Disgust, empathy, ‘ who cares ‘.
Sympathy, ‘ not right’ , ‘ where is it happening’, sadness.
Laughter, joy, happiness.
Feeling of serenity, sexual arousal
Etc, etc.
Human emotions.
Any image that can capture these emotions, and present it to the viewer to elicit a response is a successful foto. IMO.
Not forgetting images of beautiful naked girls, of course.
But there are images that have resulted in most of humanity wanting to do something to alter that which they have witnessed in an image or images.
Sure different group of viewers might react differently to certain images. But there is a commonality in certain images that transcends borders, cultures, faiths and beliefs, color and gender.
It is those images that are the ‘ hallmark ‘ of great photographs. Whatever ‘ genre ‘ of photography one chooses to place them in.
Question is which ones are you ‘ moved ‘ by or have been affected on viewing.
It is all about human emotion in an image.

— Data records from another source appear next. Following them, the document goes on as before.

Issue #1412, opened 2024-11-30
Avoid showing the message `Page: 1 of 0 shown`


devdanzin:
In https://github.com/plone/Products.CMFPlone/issues/3591, it's reported that the message `Page: 1 of 0 shown` is displayed when there are no pages. I think I've found the issue in mockup, here:

https://github.com/plone/mockup/blob/51e23105cb9ac799cf88914e202398eb12c576b0/src/pat/structure/templates/paging.xml#L46-L51

I think the fix should be here, checking that response.total is zero and setting this.state.totalPages to 1:

https://github.com/plone/mockup/blob/51e23105cb9ac799cf88914e202398eb12c576b0/src/pat/structure/js/collections/result.js#L70-L73

Does this make sense? Should I send a PR?

PR #1413, opened 2024-12-01
Show 'Page 1 of 1' instead of 'Page 1 of 0'.

devdanzin:
This trivial PR intends to fix https://github.com/plone/mockup/issues/1412 and https://github.com/plone/Products.CMFPlone/issues/3591 by checking that `totalPages` is zero and setting it to one.

### DIFF
--- a/src/pat/structure/templates/paging.xml
+++ b/src/pat/structure/templates/paging.xml
@@ -44,8 +44,10 @@
   </ul>
 
   <div class="pagination-info">
+    <% if(totalPages){ %>
     <%- _t("Page:") %> <span class="current"><%- currentPage %></span>
     <%- _t("of") %>
     <span class="total"><%- totalPages %></span>
           <%- _t("shown") %>
+    <% } %>
   </div>


src/pat/structure/js/collections/result.js
```diff
@@ -70,6 +70,7 @@ export default Backbone.PageableCollection.extend({
     parseState: function (response, queryParams, state, options) {  // eslint-disable-line
         this.state.totalRecords = response.total;
         this.state.totalPages = Math.ceil(response.total / state.pageSize);
+        this.state.totalPages = this.state.totalPages === 0 ? 1 : this.state.totalPages;
```
thet, line 73:
```suggestion
        // Calculate the number of pages and set it to "1" if there are no results.
        this.state.totalPages = Math.ceil(response.total / state.pageSize) || 1;
```

thet (changes requested):
Hi, thanks for the PR!

Some remarks though:

1) We're using automatic changelog generation based on commit messages using release-it, conventional-changelog and commitlint. Please change your commit message according to:
https://github.com/Patternslib/Patterns/blob/master/docs/developer/styleguide.md#commits-messages

2) See my code suggestion. I think it's simpler and I don't know if Backbone goes unnecessarily crazy when changing some state attributes too often. My simplification assigns the value in one go.

petschki:
Looking at the issue, I'd recomment to completely remove the pagination when there is no result in the listing. Would make more sense to me. Btw. thank you @devdanzin for contributing! We were talking briefly at the conference about the `plone.protect` issue. Very much appreciated!

devdanzin:
Thank you very much for the review!

>     1. We're using automatic changelog generation based on commit messages

I've adapted your suggestion, please let me know if it should be improved.

>     2. See my code suggestion.

I tried @petschki's suggestion of not showing the pagination text and it looks better to me. Please let me know which option we should go with and whether the code makes sense.

devdanzin:
> I'd recomment to completely remove the pagination when there is no result in the listing.

Done, not sure whether it's better to leave the empty div or also make it conditional. I've left it in current form.

> Btw. thank you @devdanzin for contributing! We were talking briefly at the conference about the `plone.protect` issue.

Thank you for the review and for helping me at the sprint!

thet (approved):
Yes, not showing the pagination at all is even a better solution.
I lean towards not showing the div when there are no results because I favor simple, small and clean HTML output. But I'm OK with the current solution.

petschki (approved):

All else is just fluff. My personal opinion.
You clearly didn't intend this, what with your love for mountains etc., but for me, it's why landscape and much other stuff leaves me wondering why bother?
Remove the human
subject - as distinct from human reaction - and photography becomes pretty much a collection of random noise.

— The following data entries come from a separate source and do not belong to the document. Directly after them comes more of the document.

PR #1423, opened 2025-02-05
Prepare 5.2 final

petschki:
~~Updated `Patternslib=9.10.1-beta.2`~~

Talked with @thet and we agreed to not use patternslib beta in 5.2 final.

### DIFF
--- a/src/pat/structure/structure.test.js
+++ b/src/pat/structure/structure.test.js
@@ -623,11 +623,12 @@ describe("Structure", function () {
                 msg: "pasted",
             }));
 
-            // item pending to be pasted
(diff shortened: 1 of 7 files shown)


src/pat/structure/structure.test.js
```diff
@@ -710,7 +712,8 @@ describe("Structure", function () {
         expect(structureUrlChangedPath).toEqual("");
     });
 
-    it("test navigate to folder pop states", async function () {
+    // skip for now -> decreases test time from 130s to 30s !
```
thet, line 715: :+1:

PR #1424, opened 2025-02-11
`pat-contentbrowser` UI features: global search, level filtering, focused colum

### LINKED ISSUE #1403: allow global search in pat-contentbrowser per default
i think we should change the default search behavior of pat-contentbrowser. it should be a global search, not only a search in the last column. it's not intuitive. my editors wants a "Search" independend of the place where they stay. but it should not be a switch like in the old `pat-relateditems` pattern. that is very confusing for editors.

petschki:
fixes #1403


1letter (approved):
Thanks, LGTM. I will make an PR in Products.CMFPlone with the fixed robottests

That's why people photography is my principal concern/interest. Looking at an Art Kane site today over lunch, I read where he says that shooting stage pics of artists is a waste of time: they all look like everybody else's pìcs, that you have to
own the subject and make him/her your own thing. (My memory's paraphrasing of the quotation.) In other words, you have to be able to direct folks who may not want to relinquish control.
"Street" doesn't really permit that, and neither does shooting non-pro models because the experience is usually not a pleasant one: being subjected to the hard gaze of a camera, boring into one's face, is a tough cookie to digest, never mind to bite. It requires the matching, appropriate ego of the pro model. And it cuts both ways: I find the non-pro model intimidating because, faced with one of them, I can't find the ignition key. (Perhaps folks without the pro experience never come to realise this fact, and thus why their own attempts may be very disappointing.)

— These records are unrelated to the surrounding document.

PR #1432, opened 2025-02-14
fix language identifier for language file

1letter:
fix the generated filename for language files in select2

### DIFF
--- a/src/pat/select2/select2.js
+++ b/src/pat/select2/select2.js
@@ -115,7 +115,7 @@ export default Base.extend({
                 if (lang.split("-").length > 1) {
                     lang =
                         lang.split("-")[0] +
-                        "_" +
+                        "-" +
                         lang.split("-")[1].toUpperCase();
                 }         
                 await import(`select2/select2_locale_${lang}`);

So, nature out of contention for me, the only alternative I've found that really gets into my head as worth the sweat is wabi-sabi; a concept that really did require the name for it to come up to genre status in my mind; for that, I must say thanks to Russ. Should genre title matter? Well, yes, for me I believe that it matters a lot. I faced similar problems with my take on calendar photography, where I did not want to do the usual pix of undressed people - generally associated as a bunch under the porn banner - the last place I ever want to find myself. I like to think that coming to it, chronologically, from a full-time career in fashion photography, that my prior visual education would take me somewhere quite else. So yeah, if only for one's personal peace of mind, genre names matter!